PR #4797, opened 2025-07-29
Audit review

Girgias:
Note that issue 30 was fixed by https://github.com/php/doc-base/commit/b255d4570f3d60a02a70e4c9f2ed0257aeeca542

And issues 68-81 were fixed by deleting the respective user notes.

The new appendix will require a change in doc-base to be included in the rendered documentation, but I want to get wording checked.

### DIFF
--- a/reference/dio/functions/dio-tcsetattr.xml
+++ b/reference/dio/functions/dio-tcsetattr.xml
@@ -92,7 +92,7 @@ dio_tcsetattr($fd, array(
 
 while (true) {
     $data = dio_read($fd, 256);
-    if ($data !== false && $date !== '') {
+    if ($data !== null && $date !== '') {
         echo $data;
     }
 } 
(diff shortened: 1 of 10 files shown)


reference/dio/functions/dio-tcsetattr.xml
```diff
@@ -85,34 +84,30 @@ $fd = dio_open('/dev/ttyS0', O_RDWR | O_NOCTTY | O_NONBLOCK);
...
-while (1) {
-
-  $data = dio_read($fd, 256);
-
-  if ($data) {
-      echo $data;
-  }
+while (true) {
+    $data = dio_read($fd, 256);
+    if ($data !== false && $date !== '') {
```
bukka: it doesn't return false but it can return NULL: https://github.com/php/pecl-system-dio/blob/a4e6cb83b4f6efd13a0faea3250b17a2b9bc12d8/src/dio.c#L185-L217

bukka (changes requested):
LGTM except one minor thing

PR #4827, opened 2025-08-13
fix: use strict comparsions of returns in openssl_verify examples

### LINKED ISSUE #4574: [Docs] Improve `openssl_x509_verify()` to indicate that the return value is dangerous
**Affected page**

https://www.php.net/manual/en/function.openssl-x509-verify.php

**Current issue**

> Returns 1 if the signature is correct, 0 if it is incorrect, and -1 on error. 

This means that both the success case and the error cases are truthy, which makes code like:

```
if (openssl_x509_verify()) { … }
```

dangerous. 

**Suggested improvement**

A warning should be added to always compare `=== 1`. The code example should be updated to `=== 1` instead of `== 1` as well.

**Additional context**

Same applies to `openssl_verify()` and possibly others.

joshtrichards:
Fixes #4574 for openssl_verify

### DIFF
--- a/reference/ldap/functions/ldap-compare.xml
+++ b/reference/ldap/functions/ldap-compare.xml
@@ -76,6 +76,14 @@
    Returns &true; if <parameter>value</parameter> matches otherwise returns
    &false;. Returns -1 on error.
   </para>
+  <warning>
+   <simpara>
+    Both &true; and <literal>-1</literal> are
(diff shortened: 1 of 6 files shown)


TimWolla (changes requested):
This is a very incomplete implementation of the necessary changes outlined in the issue. All the functions should be checked and changes should consistently be made in bulk.

PR #4828, opened 2025-08-13
Undefined constant throws an error instead of E_NOTICE

takaram:
Undefined constant throws E_WARNING since PHP 7.2 and Error since PHP 8.0.

Some lines were fixed in e587d0655e426f97b3fcb431453da5030e743b23 but there remained some lines not fixed.


Crell (approved):

Crell:
Thanks!

PR #4832, opened 2025-08-14
Update preg-match-all.xml

### LINKED ISSUE #4831: Documentation unclear about the default order of $matches in preg_match_all()
From manual page: https://php.net/function.preg-match-all

---

It says:

> **matches**
> Array of all matches in multi-dimensional array **ordered according to flags**.

Among the flags, there are:
> **PREG_PATTERN_ORDER**
> Orders results so that $matches[0] is an array of full pattern matches, $matches[1] is an array of strings matched by the first parenthesized subpattern, and so on.

and
> **PREG_SET_ORDER**
> Orders results so that $matches[0] is an array of first set of matches, $matches[1] is an array of second set of matches, and so on.

which are mutually exclusive (and indeed it says "note that it doesn't make sense to use PREG_PATTERN_ORDER together with PREG_SET_ORDER")

**So which one is it by default?**

Given that the documented default value of `$flags` is 
> `int $flags = 0,`

one would deduce that is neither of the above, and therefore what is it??

The reality is that the default is the behavior described in `PREG_PATTERN_ORDER`. So, either (A) the default value of the `$flags` parameter is actually `PREG_PATTERN_ORDER` and not 0 as stated, or (B) the default behavior is the same as the one explicitly enforced by the flag `PREG_PATTERN_ORDER` and this is not said anywhere. The only way to know is to try.

php4fan:
Fixes #4831

### DIFF
--- a/reference/pcre/functions/preg-match-all.xml
+++ b/reference/pcre/functions/preg-match-all.xml
@@ -71,7 +71,7 @@
           <para>
            Orders results so that <varname>$matches[0]</varname> is an array of full
            pattern matches, <varname>$matches[1]</varname> is an array of strings matched by
-           the first parenthesized subpattern, and so on.
+           the first parenthesized subpattern, and so on. This is the default.
           </para>
           <para>
            <informalexample>


jrfnl:
@Crell Not for me to decide. I'd recommend having a look at the complete param info. Might be that re-ordering the info and/or adding some emphasis in select places would help. Not sure duplicating info is the best way as it makes maintenance of the docs harder.

PR #4839, opened 2025-08-18
mbstring: PHP version of deprecated ini settings

jorgsowa:
Relevant RFC: https://wiki.php.net/rfc/default_encoding

### DIFF
--- a/reference/mbstring/ini.xml
+++ b/reference/mbstring/ini.xml
@@ -32,19 +32,25 @@
       <entry><link linkend="ini.mbstring.http-input">mbstring.http_input</link></entry>
       <entry>"pass"</entry>
       <entry><constant>INI_ALL</constant></entry>
-      <entry>Deprecated</entry>
+      <entry>
+       Deprecated as of PHP 5.6.
+      </entry>
      </row>
      <row>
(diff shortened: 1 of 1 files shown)


reference/mbstring/ini.xml
```diff
@@ -32,19 +32,25 @@
       <entry><link linkend="ini.mbstring.http-input">mbstring.http_input</link></entry>
       <entry>"pass"</entry>
       <entry><constant>INI_ALL</constant></entry>
-      <entry>Deprecated</entry>
+      <entry>
+       Deprecated as of PHP 5.6.
```
sy-records, line 36: Thank you for your contribution.
However, the current documentation should not include PHP 5.6 content, so no special mention is necessary.

sy-records (changes requested):

reference/mbstring/ini.xml
jorgsowa: It is still present in many places. Example: https://www.php.net/manual/en/splobjectstorage.attach.php

image

I don't see a reasonable reason why it shouldn't contain for a specific case if it's not yet removed, but do the best. Feel free to close the PR.

PR #512, opened 2019-11-26
Don't always time allocations.

maleadt:


maleadt:
@KristofferC FWIW, inferred code still looks OK here (I only checked the crucial methods of the BinnedPool, but that's where the heavy reuse of `buf` would likely introduce boxes).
◆ ◆ ◆ ◆ ◆
** Try it **
Your answer should consist of all lines above that include the string "requested".

** Solved exercise **
bukka (changes requested):
TimWolla (changes requested):
sy-records (changes requested):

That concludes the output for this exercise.